• _The records_
------------------------------------------------------------
Issue #351, opened 2024-04-08
Migrate from Cranelift to Winch


HDauven:
#### Summary
With Cranelift, it is currently possible for a malicious actor to do a JIT bomb. Wasmtime currently provides a single-pass compiler that should prevent this called Winch.

#### Possible solution design or implementation
Switch from Cranelift to Winch to prevent potential JIT bombs.

ureeves:
This cannot be implemented until `wasmtime` implements fuel-based interruption
https://github.com/bytecodealliance/wasmtime/issues/8090

PR #354, opened 2024-04-15
Upgrade to `dusk-wasmtime` version `19`

ureeves:
In this version, `wasmtime` introduces a preliminary version of the [`winch`] compiler, which is ready to use on `x86` embeddings. They advise not using it in production just yet, but at least its ready for testing.

[`winch`]: https://github.com/bytecodealliance/wasmtime/releases/tag/v19.0.0

See-also: https://github.com/dusk-network/piecrust/issues/351


herr-seppia (approved):
LGTM

Issue #359, opened 2024-05-10
Pricing strategy for Host Functions and Storage


HDauven:
#### Summary

Currently, host functions do not have a "fair" price attached to them. Storage is priced solely based on the computation of memory allocation.

This approach is most likely not optimal as it does not account for the actual resource usage and the economic impact of host functions computational load and underpriced storage.

#### Possible solution design or implementation

To address this, we should figure out the computational complexity of host functions (Accounting for network load and implicit storage as well?) and figure out an optimum of storage versus computational cost. Ideas like expiration and rent can be considered, but would be out of scope for now.

PR #361, opened 2024-05-15
Make storage instructions cost

ureeves:
Each byte stored in the WebAssembly linear memory of a contract is made to cost 4 units of fuel - in the units that wasmtime uses. This makes storing a single byte as expensive as, for example, multiplying or subtracting two numbers.

The `MemoryGrow` instruction is purposefully left with the default price - just like any other instruction, due the fact that expanding the size of the linear memory doesn't actually cost a lot of resources, owing to the fact that a page that is never written to is never written to disk.

A single contract's compiled bytecode will contain a header, encoding within it information about the cost per WebAssembly instruction. If these don't match the costs configured for the current `VM` instantiation, the contract will be recompiled, just as what happens if the native instruction set doesn't match.

See-also: https://github.com/dusk-network/piecrust/issues/359

### DIFF
--- a/piecrust/CHANGELOG.md
+++ b/piecrust/CHANGELOG.md
@@ -9,6 +9,7 @@ and this project adheres to [Semantic Versioning](https://semver.org/spec/v2.0.0
 
 ## Changed
 
+- Make storage instructions cost 4 gas per byte [#359]
 - Upgrade `dusk-wasmtime` to version `21.0.0-alpha` [#359]
 
 ## [0.19.0] - 2024-05-08
--- a/piecrust/CHANGELOG.md
+++ b/piecrust/CHANGELOG.md
@@ -7,6 +7,10 @@ and this project adheres to [Semantic Versioning](https://semver.org/spec/v2.0.0
 
 ## [Unreleased]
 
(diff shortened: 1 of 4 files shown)


HDauven (approved):
Awesome, LGTM!

herr-seppia:
> A single contract's compiled bytecode will contain a header, encoding within it information about the cost per WebAssembly instruction

Is this part of the PR? I haven't found any change for this

ureeves:
> > A single contract's compiled bytecode will contain a header, encoding within it information about the cost per WebAssembly instruction
> 
> Is this part of the PR? I haven't found any change for this

No its not. It was a part of this one https://github.com/dusk-network/piecrust/pull/288. I thought it deserved a mention though, to make it clear.

ureeves:
> > A single contract's compiled bytecode will contain a header, encoding within it information about the cost per WebAssembly instruction
> 
> Is this part of the PR? I haven't found any change for this

No, it was a part of [this one](https://github.com/dusk-network/wasmtime/pull/1), and the reason why we had an upgrade of the dusk-wasmtime version during this PR.

PR #362, opened 2024-05-16
Allow specifying host query price

ureeves:
Host queries are modified to be able to specify their price. The calling of a such a query proceeds in two stages - deserializing and pricing, and then execution. In between the two stages, `piecrust` is able to make the choice of whether to continue with execution or not, based on the gas remaining for the execution.

To achieve this, the `HostQuery` trait is modified by adding two functions - `deserialize_and_price` and `execute` - and by removing the `Fn(&mut [u8], u32) -> u32` bound. This structure allows the implementer to price queries fairly, as well as prevent double deserialization by leveraging `Box<dyn Any>` to pass data between the two functions.

`HostQuery` remains implemented for all `Fn(&mut [u8], u32) -> u32` that are also `Send` and `Sync`, so this is not a breaking change.

See-also: https://github.com/dusk-network/piecrust/issues/359

### DIFF
--- a/piecrust/CHANGELOG.md
+++ b/piecrust/CHANGELOG.md
@@ -7,8 +7,14 @@ and this project adheres to [Semantic Versioning](https://semver.org/spec/v2.0.0
 
 ## [Unreleased]
 
+## Added
+
+- Apply charging mechanism for host queries [#359]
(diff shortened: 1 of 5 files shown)


HDauven (approved):
LGTM!

fed-franz (commented):
LGTM, but I'm not confident with the code, so I'll just "Comment" :)

Issue #357, opened 2024-05-01
Enrich deploy method and contract's metadata with optional gas limit and gas price hint for free transactions


miloszm:
#### Summary
In order to be able to execute deposit-free free transactions, we need to assume some gas limit and some gas price hint, which are normally, in paid transactions, given by the user. Block generator needs to be able to obtain gas limit and to calculate gas price from a price hint (a ratio to the average gas price).

#### Possible solution design or implementation
Deploy method needs to accept optional arguments for gas limit and gas price hint and store them in contract's metadata, along with contract's owner.

#### Additional context
This is part of Economic Protocol scenario 3 implementation, related to issues #350 and #353.

PR #363, opened 2024-05-29
Enrich deploy method and contract's metadata with optional gas limit and gas price hint for free transactions

miloszm:
Enrich deploy method and contract's metadata with optional gas limit and gas price hint for free transactions,

Implements issue #357

### DIFF
--- a/piecrust-uplink/src/abi/state.rs
+++ b/piecrust-uplink/src/abi/state.rs
@@ -301,7 +301,7 @@ pub fn owner<const N: usize>(contract: ContractId) -> Option<[u8; N]> {
 pub fn free_limit(contract: ContractId) -> Option<u64> {
     let contract_id_ptr = contract.as_bytes().as_ptr();
     unsafe {
-        match ext::free_limit(contract_id_ptr) as usize {
+        match ext::free_limit(contract_id_ptr) {
             0 => None,
             _ => with_arg_buf(|buf, _| {
                 if buf[0] == 0 {
@@ -322,7 +322,7 @@ pub fn free_price_hint(contract: ContractId) -> Option<(u64, u64)> {
     let contract_id_ptr = contract.as_bytes().as_ptr();
 
     unsafe {
-        match ext::free_price_hint(contract_id_ptr) as usize {
+        match ext::free_price_hint(contract_id_ptr) {
             0 => None,
             _ => with_arg_buf(|buf, _| {
                 if buf[0] == 0 {
--- a/piecrust-uplink/src/abi/state.rs
+++ b/piecrust-uplink/src/abi/state.rs
@@ -18,6 +18,8 @@ use crate::{
     CONTRACT_ID_BYTES, ECO_MODE_BUF_LEN, ECO_MODE_LEN, SCRATCH_BUF_BYTES,
 };
 
+const LEN_U64: usize = core::mem::size_of::<u64>();
+
 pub mod arg_buf {
     use crate::{EconomicMode, ARGBUF_LEN, ECO_MODE_BUF_LEN, ECO_MODE_LEN};
     use core::ptr;
@@ -301,9 +303,14 @@ pub fn free_limit(contract: ContractId) -> Option<u64> {
     unsafe {
         match ext::free_limit(contract_id_ptr) as usize {
             0 => None,
-            arg_pos => with_arg_buf(|buf, _| {
-                let ret = archived_root::<Option<u64>>(&buf[..arg_pos]);
-                ret.deserialize(&mut Infallible).expect("Infallible")
+            _ => with_arg_buf(|buf, _| {
+                if buf[0] == 0 {
+                    None
+                } else {
+                    let mut value_bytes = [0; LEN_U64];
+                    value_bytes.copy_from_slice(&buf[1..LEN_U64 + 1]);
+                    Some(u64::from_le_bytes(value_bytes))
+                }
             }),
         }
     }
@@ -317,9 +324,18 @@ pub fn free_price_hint(contract: ContractId) -> Option<(u64, u64)> {
     unsafe {
         match ext::free_price_hint(contract_id_ptr) as usize {
             0 => None,
-            arg_pos => with_arg_buf(|buf, _| {
-                let ret = archived_root::<Option<(u64, u64)>>(&buf[..arg_pos]);
-                ret.deserialize(&mut Infallible).expect("Infallible")
+            _ => with_arg_buf(|buf, _| {
+                if buf[0] == 0 {
+                    None
+                } else {
+                    let mut value_bytes = [0; LEN_U64];
+                    value_bytes.copy_from_slice(&buf[1..LEN_U64 + 1]);
+                    let num = u64::from_le_bytes(value_bytes);
+                    value_bytes
+                        .copy_from_slice(&buf[LEN_U64 + 1..LEN_U64 * 2 + 1]);
+                    let denom = u64::from_le_bytes(value_bytes);
+                    Some((num, denom))
+                }
             }),
         }
     }
--- a/piecrust-uplink/src/abi/state.rs
+++ b/piecrust-uplink/src/abi/state.rs
@@ -76,6 +76,8 @@ mod ext {
         pub fn limit() -> u64;
         pub fn spent() -> u64;
         pub fn owner(contract_id: *const u8) -> i32;
+        pub fn free_limit(contract_id: *const u8) -> i32;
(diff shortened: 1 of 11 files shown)


piecrust-uplink/src/abi/state.rs
```diff
@@ -292,6 +294,37 @@ pub fn owner<const N: usize>(contract: ContractId) -> Option<[u8; N]> {
...
+/// Returns given contract's free limit, if the contract exists and if it
+/// has a free limit set.
+pub fn free_limit(contract: ContractId) -> Option<u64> {
+    let contract_id_ptr = contract.as_bytes().as_ptr();
+    unsafe {
+        match ext::free_limit(contract_id_ptr) as usize {
+            0 => None,
+            arg_pos => with_arg_buf(|buf, _| {
+                let ret = archived_root::<Option<u64>>(&buf[..arg_pos]);
+                ret.deserialize(&mut Infallible).expect("Infallible")
```
ureeves, line 306: I would like to prevent the addition of `rkyv` into the ABI if possible. This is due to `rkyv` being fairly Rust-specific. I would suggest coming up with a custom-yet-sane™ serialization for this integer. Can we use the return of the `extern` instead?

piecrust-uplink/src/abi/state.rs
```diff
@@ -292,6 +294,37 @@ pub fn owner<const N: usize>(contract: ContractId) -> Option<[u8; N]> {
...
+/// if it has a free price hint set.
+pub fn free_price_hint(contract: ContractId) -> Option<(u64, u64)> {
+    let contract_id_ptr = contract.as_bytes().as_ptr();
+
+    unsafe {
+        match ext::free_price_hint(contract_id_ptr) as usize {
+            0 => None,
+            arg_pos => with_arg_buf(|buf, _| {
+                let ret = archived_root::<Option<(u64, u64)>>(&buf[..arg_pos]);
+                ret.deserialize(&mut Infallible).expect("Infallible")
```
ureeves, line 322: The same applies here, but I can see it being more complicated due to it being a tuple.

piecrust/src/imports.rs
```diff
@@ -452,15 +457,24 @@ fn owner(fenv: Caller<Env>, mod_id_ofs: usize) -> WasmtimeResult<i32> {
             mod_id
         });
 
+        if env.instance(&mod_id).is_none() {
+            let _ = env.create_instance(mod_id);
+        }
```
ureeves, line 462: I can't understand this construction. Could you clarify?

ureeves (changes requested):
`rkyv` should be avoided in the host-contract ABI, due to it being too Rust-specific

piecrust/src/imports.rs
miloszm: Without this construction getting metadata (even including owner) fails before the first call to a contract. For price hint metadata, which we need to know before calling the contract, it is critical to have it available all the time, not only after first call. In general, I think such behaviour is a bug. If you can suggest a different fix for this, I'd be happy to see it.

piecrust-uplink/src/abi/state.rs
miloszm: sounds good, I'll do it

piecrust-uplink/src/abi/state.rs
miloszm: sounds good

piecrust-uplink/src/abi/state.rs
miloszm: done

piecrust-uplink/src/abi/state.rs
miloszm: done

piecrust/src/imports.rs
ureeves: Oh, I understand now. Ideally we wouldn't need to instantiate it to get at the contract. The metadata should be available in the store, not the instance.

piecrust-uplink/src/abi/state.rs
```diff
@@ -292,6 +296,51 @@ pub fn owner<const N: usize>(contract: ContractId) -> Option<[u8; N]> {
...
+                    None
+                } else {
+                    let mut value_bytes = [0; LEN_U64];
+                    value_bytes.copy_from_slice(&buf[1..LEN_U64 + 1]);
+                    Some(u64::from_le_bytes(value_bytes))
+                }
+            }),
+        }
+    }
+}
```
ureeves, line 317: Do we need to use the first byte to signal the `None`? It seems we can use only the return of the function.

```suggestion
/// Returns given contract's free limit, if the contract exists and if it
/// has a free limit set.
pub fn free_limit(contract: ContractId) -> Option<u64> {
    let contract_id_ptr = contract.as_bytes().as_ptr();
    unsafe {
        match ext::free_limit(contract_id_ptr) {
            0 => None,
            _ => with_arg_buf(|buf, _| {
                let mut value_bytes = [0; LEN_U64];
                value_bytes.copy_from_slice(&buf[0..LEN_U64]);
                Some(u64::from_le_bytes(value_bytes))
            }),
        }
    }
}
```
------------------------------------------------------------
Answer only with the count of lines in the records that include the string "HostQuery".

• _Response area_
2